All lines from the entries below that contain the string "interface" should be copied out.

___ DATASET

PR #21033, opened 2017-12-08
C++14, interface targets and cotire for PCH

Naios:
**Changes proposed:**

-  Use interface targets rather than setting global variables for target properties
-  Make use of CMake target features in order to set the C++ standard automatically
-  Enable C++14, upgraded travis
-  Use the [cotire library](https://github.com/sakra/cotire) for precompiled headers (remove the old custom PCH code)
-  Make C++14 chrono literals globally available
-  remove the custom code for make_unique
-  upgrade fmtlib since it did yield some warnings (because the warning level is different now for the main project)

- [x] 3.3.5
- [x] master

\-

- [x] Builds

- [x] Correct some compiler flags marked with *TODO*

Feedback is welcome!


jackpoz:
which distro version support C++14 by default ? (i.e. does Ubuntu 16.04 LTS have it without adding additional repos ?)
I was wondering about upgrading travis to 16.04 instead of adding additional repos (but this is for another issue/PR)

Naios:
GCC 5.x supports C++14 partially (actually to some degree which is enough for our needs).
No, Ubuntu 16.04 LTS only provides GCC 6.x as part of the devel repo.

As far as I know GCC 6.x is provided by default in:
- Debian 9+
- Ubuntu 16.10+

Aokromes:
I changed wiki to make clang default compiler :)

Naios:
@Shauren could you take a short look on this?

Two points which need an extra look:
- The conversion of the compiler flags
- The removal of the /Zm MSVC workaround

Shauren:
With ninja on msvc (default when using "Open folder") this warning is back
`D:\Users\Shauren\Desktop\Sources\TrinityCore_3.3.5a\cl : Command line warning D9025: overriding '/W3' with '/W0'`, caused by removing stuff from  dep/CMakeLists.txt

Keader:
What will happen with unary_functions?

Shauren:
They are useless, you could go and remove their uses in C++03 code and it would still work as before

Naios:
@Shauren could you test whether the warning is still shown?
I corrected and tested it with ninja, it should be fixed now.

Shauren:
Was almost fixed, you will need to adjust it taking 3bb166dd5c014df9d5e9bea1479773ee406c0088 into account

Naios:
Thanks, I added the correction.
I'm going to merge this PR by today.

Aokromes:
RIP VS2015/GCC 4.9.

______

## OUTPUT OF THE EXERCISE
C++14, interface targets and cotire for PCH
-  Use interface targets rather than setting global variables for target properties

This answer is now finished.